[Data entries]
PR #3306, opened 2016-01-19
Merge/slideshow jan2016

dereksmart:
Merge changes from wpcom

cc @lancewillett

PR #32951, opened 2023-09-08
CRM: Resolves #3306 - fix unit test deprecation notices

tbradsha:
CRM: Resolves Automattic/zero-bs-crm#3306 - fix unit test deprecation notices

## Proposed changes:

Due to the use of dynamic properties in some of our classes, we get several deprecation notices when running unit tests on PHP 8.2. This PR makes most of the properties static. The `CRM_Modules` class uses an exception ([`#[\AllowDynamicProperties]`](https://www.php.net/manual/en/class.allowdynamicproperties.php)), as the current setup adds arbitrary modules as properties and refactoring is out of scope.

### Other information:

## Testing instructions:

Run `composer run phpunit` in PHP 8.2

In `trunk`, one will see lots of deprecation messages.

In the `fix/crm/3306-fix_unit_test_deprecation_notices` branch, the deprecation notices are no more.


gogdzl (approved):
LGTM!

WORK TASK =>
Each entry is to be retyped precisely as it stands.

FINISHED TASK =>
PR #3306, opened 2016-01-19
Merge/slideshow jan2016

dereksmart:
Merge changes from wpcom

cc @lancewillett

PR #32951, opened 2023-09-08
CRM: Resolves #3306 - fix unit test deprecation notices

tbradsha:
CRM: Resolves Automattic/zero-bs-crm#3306 - fix unit test deprecation notices

## Proposed changes:

Due to the use of dynamic properties in some of our classes, we get several deprecation notices when running unit tests on PHP 8.2. This PR makes most of the properties static. The `CRM_Modules` class uses an exception ([`#[\AllowDynamicProperties]`](https://www.php.net/manual/en/class.allowdynamicproperties.php)), as the current setup adds arbitrary modules as properties and refactoring is out of scope.

### Other information:

## Testing instructions:

Run `composer run phpunit` in PHP 8.2

In `trunk`, one will see lots of deprecation messages.

In the `fix/crm/3306-fix_unit_test_deprecation_notices` branch, the deprecation notices are no more.


gogdzl (approved):
LGTM!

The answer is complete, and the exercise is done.